Working with AI

Leveraging AI for real-world applications

AI-Assisted Scheduling - No Shows

Enhancing healthcare scheduling with intelligent assistance and predictive analytics

Problem

The healthcare industry loses over $150 billion annually to appointment no-shows. Protecting even 1% of these lost appointments translates to $1.5 billion in recovered revenue. Current scheduling systems lack predictive intelligence to identify high-risk appointments or surface contextual patient information that could inform better booking decisions, double-booking strategies, or proactive confirmation outreach.

Solution

This solution includes 4 phases of development. One such phase introduces predictive analytics generating probability risk scores for patient no-shows based on historical attendance patterns and a set of contextual variables and weights. This intelligence surfaces during booking, helping practices make informed decisions about double-booking strategies or targeted patient outreach to ensure higher probability of attendance, thus protecting revenue.

Impact

Significantly, the predictive analytics component directly impacts revenue models. By identifying high-risk appointments and surfacing actionable patient insights, practices can implement strategic interventions to reduce no-shows, protecting slot utilization, and maximizing revenue potential for stakeholders.

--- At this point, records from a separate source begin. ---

Issue #288, opened 2015-12-20
polylint error


opus1269:
```
$ polylint paper-input.html
paper-input.html:99:7
    Property 'tabindex' bound to attribute 'tabindex$' not found in 'properties' for element 'paper-input'
```

notwaldorf:
I think this may be a polylint issue. `tabindex` is a native property available on all elements. /cc @garlicnation

notwaldorf:
Closing this, as I've opened it on the `polylint` repo

PR #300, opened 2016-01-04
Satisfying polylint

sandro-k:
Polylint is giving the following output:

```
$ polylint --input demo/index.html 
paper-input.html:99:7
    Property 'tabindex' bound to attribute 'tabindex$' not found in 'properties' for element 'paper-input'
```

After adding the `tabindex` property to the `paper-input-behavior` the error is gone. If you want the `tabindex` to be before the private `_ariaDescribedBy` and `_ariaLabelledBy` property I can update my PR.

### DIFF
--- a/paper-input-behavior.html
+++ b/paper-input-behavior.html
@@ -316,8 +316,14 @@ subject to an additional IP rights grant found at http://polymer.github.io/PATEN
       _ariaLabelledBy: {
         type: String,
         value: ''
-      }
+      },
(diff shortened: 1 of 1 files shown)


notwaldorf:
As mentioned in https://github.com/PolymerElements/paper-input/issues/288, this is a `polylint` bug. All PolymerElements are HTMLElements, which inherently have a `tabindex` property

PR #304, opened 2016-01-06
paper-input temporarily creates a horizontal scrollbar after typing first letter #277 #294

johnbradley:
fixing temporary scrollbar again
Removing the overflow hidden that killed the error labels.
Changing width to animate with scaling so the strange width:133% + scale(0.75) stuff will be applied at the same rate. Had to apply an initial width to get this to work.
I tested on windows in chrome, IE and Edge.
Didn't notice any issues.

### DIFF
--- a/paper-input-container.html
+++ b/paper-input-container.html
@@ -189,6 +189,7 @@ This element is `display:block` by default, but you can set the `inline` attribu
         top: 0;
         right: 0;
         left: 0;
+        width: 100%;
         font: inherit;
         color: var(--paper-input-container-color, --secondary-text-color);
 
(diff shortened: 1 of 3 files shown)


paper-input-container.html
```diff
@@ -201,8 +202,8 @@
       .input-content.label-is-floating ::content .paper-input-label {
         -webkit-transform: translateY(-75%) scale(0.75);
         transform: translateY(-75%) scale(0.75);
-        -webkit-transition: -webkit-transform 0.25s;
-        transition: transform 0.25s;
+        -webkit-transition: -webkit-transform 0.25s, width 0.26s;
```
notwaldorf: Would you mind adding a comment, please, as to why this is needed? Just so future us aren't weirded out by the 0.01s difference?

paper-input-container.html
```diff
@@ -189,6 +189,7 @@
         top: 0;
         right: 0;
         left: 0;
+        width: 100%;
```
notwaldorf: is this needed?

notwaldorf:
@johnbradley Thanks for digging through this! i pulled it locally and tested floating labels/rtl/error messages/prefixes and it looks great!

paper-input-container.html
johnbradley: Firefox seems to need this or it doesn't animate the width and we get the temporary scroll bar.
I think if it doesn't have a value already set it doesn't animate the width property.
Chrome doesn't need this.

paper-input-container.html
johnbradley: The idea was to make sure the scaling was finished before the width was finished.
I don't think it was necessary so I made them the same. In my mind the scaling and width will occur incrementally together and be OK. Didn't notice any issues retesting after this change.

notwaldorf:
Thanks!

PR #306, opened 2016-01-06
Autofloat label for special types

### LINKED ISSUE #291: paper-input with type="date" issue
I try to use paper-input with type="date" and i got a problem with this:
`<paper-input ngDefaultControl type="date" label="birthday" ></paper-input>`
typedate
and some issue like this
datepinput

notwaldorf:
Fixes #291 .
Despite saying in the docs you shouldn't do this, it's a bit surprising when the label overlaps some native input's default placeholder (things like `type="date"` always have a placeholder). So I'm admitting defeat and fixing this, and auto-floating the label in that case.

### DIFF
--- a/paper-input-behavior.html
+++ b/paper-input-behavior.html
@@ -394,8 +394,20 @@ subject to an additional IP rights grant found at http://polymer.github.io/PATEN
       return this.inputElement;
     },
 
+    registered: function() {
+      // These types have some default placeholder text; overlapping
+      // the label on top of it looks terrible. Auto-float the label in this case.
+      this._typesThatHaveText = ["date", "datetime", "datetime-local", "month",
+          "time", "week", "file"];
+    },
+
     attached: function() {
       this._updateAriaLabelledBy();
+
+      if (this.inputElement &&
+          this._typesThatHaveText.indexOf(this.inputElement.type) !== -1) {
+        this.alwaysFloatLabel = true;
+      }
     },
 
     _appendStringWithSpace: function(str, more) {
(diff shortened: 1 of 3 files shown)


paper-input-behavior.html
```diff
@@ -356,6 +356,15 @@
 
     attached: function() {
       this._updateAriaLabelledBy();
+
+      // These types have some default placeholder text; overlapping
+      // the label on top of it looks terrible. Auto-float the label in this case.
+      var typesThatHaveText = ["date", "datetime", "datetime-local", "month",
+          "search", "file", "time", "week"];
```
cdata: This seems worth storing in a static so that we don't create an array for every time every input is attached. :sake:

paper-input-behavior.html
```diff
@@ -356,6 +356,15 @@
 
     attached: function() {
       this._updateAriaLabelledBy();
+
+      // These types have some default placeholder text; overlapping
```
cdata: Did you check browser consistency of this detail?

cdata:
Why are the tests :crying_cat_face: ?

notwaldorf:
Oh hmm I had fixed the tests but I guess didn't push correctly. Yay git.

paper-input-behavior.html
notwaldorf: All of the date ones only work in Chrome, otherwise browsers default to `text`. The `file` inputs are a little different and inconsistent, but the `placeholder` attribute is always available to be used (and looks like an unfloated label), so I'd rather err on the "always float in this case" rather than try to split it on browsers. WDYT?

paper-input-behavior.html
notwaldorf: Did I do it right? I put it in `registered`

cdata:
LGTM :+1:

Issue #260, opened 2015-11-27
Unclear text in docs


zoechi:
Several attributes have this text in the documentation 

> Bind this to the <input is="iron-input">'s xxxxx property.

I have no clue what this means. Do I have to to something, how? Is this what the element does itself?

notwaldorf:
That is the documentation for the `PaperInputBehavior`, which is a behaviour that you could use to implement your own paper-input like thing. In the docs they show up because they're used by `paper-input`. You don't have to bind them, they're already bound for you by the element. I will try to make the docs clearer in this case

PR #307, opened 2016-01-06
add more deets to the behaviour docs

notwaldorf:
Fixes https://github.com/PolymerElements/paper-input/issues/260

Since the behaviour docs appear in the `<paper-input>` page, there's some confusion about what "bind this to the iron-input" actually means (since you don't actually have an iron-input, as an user). Cleared up the docs to explain this only matters if you're using the behaviour to roll out your own element.

### DIFF
--- a/paper-input-behavior.html
+++ b/paper-input-behavior.html
@@ -32,7 +32,9 @@ subject to an additional IP rights grant found at http://polymer.github.io/PATEN
        */
 
       /**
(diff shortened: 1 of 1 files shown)


cdata:
LGTM :+1: Nice docs :scroll: 

Looks like IE10 is :trollface:

notwaldorf:
@cdata Yeah, I'll look into the tests in a different PR. They look borked on master (and on every other input PR i have)

PR #308, opened 2016-01-12
Automatic cleanup!

azakus:


cdata:
This is a transitive failure due to PolymerLabs/polylint#90 which incorrectly flags paper-input as doing something bad.

notwaldorf:
Closing this PR, as I think @azakus sent a new one to the same effect. Also this is old and needs a rebase.

PR #311, opened 2016-01-14
Update to the new paper theme colors

abdonrd:
Also, sort apply()s

### DIFF
--- a/paper-input-container.html
+++ b/paper-input-container.html
@@ -74,7 +74,7 @@ The following custom properties and mixins are available for styling:
 Custom property | Description | Default
 ----------------|-------------|----------
 `--paper-input-container-color` | Label and underline color when the input is not focused | `--secondary-text-color`
-`--paper-input-container-focus-color` | Label and underline color when the input is focused | `--default-primary-color`
+`--paper-input-container-focus-color` | Label and underline color when the input is focused | `--primary-color`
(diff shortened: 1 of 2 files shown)


paper-input-container.html
```diff
@@ -260,18 +264,19 @@
         -webkit-appearance: none;
         text-align: inherit;
 
-        @apply(--paper-font-subhead);
```
notwaldorf: Why does this need to be moved?

paper-input-container.html
```diff
@@ -195,8 +199,6 @@
         font: inherit;
         color: var(--paper-input-container-color, --secondary-text-color);
 
-        @apply(--paper-font-common-nowrap);
```
notwaldorf: why do these need to move? :(

paper-input-container.html
abdonrd: Like the other Polymer elements, if we can (because is cascading), set the external `apply()`s at the top. I turn back?

notwaldorf: See answer in https://github.com/PolymerElements/paper-dialog-behavior/pull/61/files#r49791795

abdonrd:
@notwaldorf updated! :sparkles:

notwaldorf:
Thank you so much! 🙏

PR #526, opened 2017-04-27
2.0-preview fix

mkazlauskas:
This is a fix that allows extending this element.

Basically, registering an original `<paper-input>` processes the template and registering a superclass will fail since `template.content.querySelector('#template-placeholder')` will not find anything after it's been already processed.


notwaldorf:
This was merged as #536

PR #536, opened 2017-05-22
Fix for extending paper-input

mkazlauskas:


notwaldorf:
Thanks for the PR! I think there's something wrong with your commit history -- maybe it needs a rebase? There shouldn't be any commits that are already merged in master in it...

mkazlauskas:
I believe I managed to it (a rebase). Please confirm it's good now.

notwaldorf:
Can you explain a little what this is fixing? When would `inputPlaceholder` not exist (it's part of the template)

mkazlauskas:
Sure. My element does `extends customElements.get('paper-input')`, which inherits `beforeRegister` and the template. What `beforeRegister` does is replaces the `inputPlaceholder` with something else, so here's what happens:
1. paper-input processes the template in it's beforeRegister
2. my-input tries to process the template that's already been processed by paper-input

notwaldorf:
Makes sense, thanks!

Issue #529, opened 2017-05-03
paper-textarea always selects text on focus


feuerste:
### Description
The `paper-textarea` element always selects its text after focusing.

### Expected outcome
It does not select the text, or at least is configurable to switch off this behavior.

AI-Powered Action Prediction

Accelerating clinical workflows through intelligent action recommendations

Problem

Clinical inbox workflows at athenahealth are highly repetitive yet context-dependent. Physicians, nurses, and medical assistants process hundreds of inbox items daily—lab results, patient cases, imaging reports, referrals. Currently, users manually navigate and select appropriate actions for every Inbox item, creating unnecessary interaction friction. On mobile devices especially, these extra taps compound inefficiencies, slowing task completion and reducing overall throughput. While not a blocker, this represents a significant opportunity: even saving one click per action, multiplied across thousands of daily interactions, could meaningfully improve productivity and user satisfaction.

Solution

This feature leverages machine learning to predict the most likely next action when a user opens an inbox item, surfacing that recommendation as a floating action button (FAB) within the detail screen. The prediction model analyzes historical behavioral patterns across multiple contextual inputs. When confidence exceeds 70%, the system displays the recommended action prominently while maintaining an "All Actions" override option, preserving user autonomy. The approach balances intelligent assistance with user control—nudging efficiency without forcing automation.

Impact

Success metrics target measurable workflow improvements: 10% reduction in task completion times, 15% increase in mobile action volume etc.

The broader strategic value lies in establishing a foundation for intelligent workflow assistance across the platform. By demonstrating that ML can meaningfully reduce decision fatigue while respecting clinical judgment, this feature opens pathways for expanded AI integration throughout the athenahealth ecosystem, ultimately enabling clinicians to focus more energy on patient care rather than administrative navigation.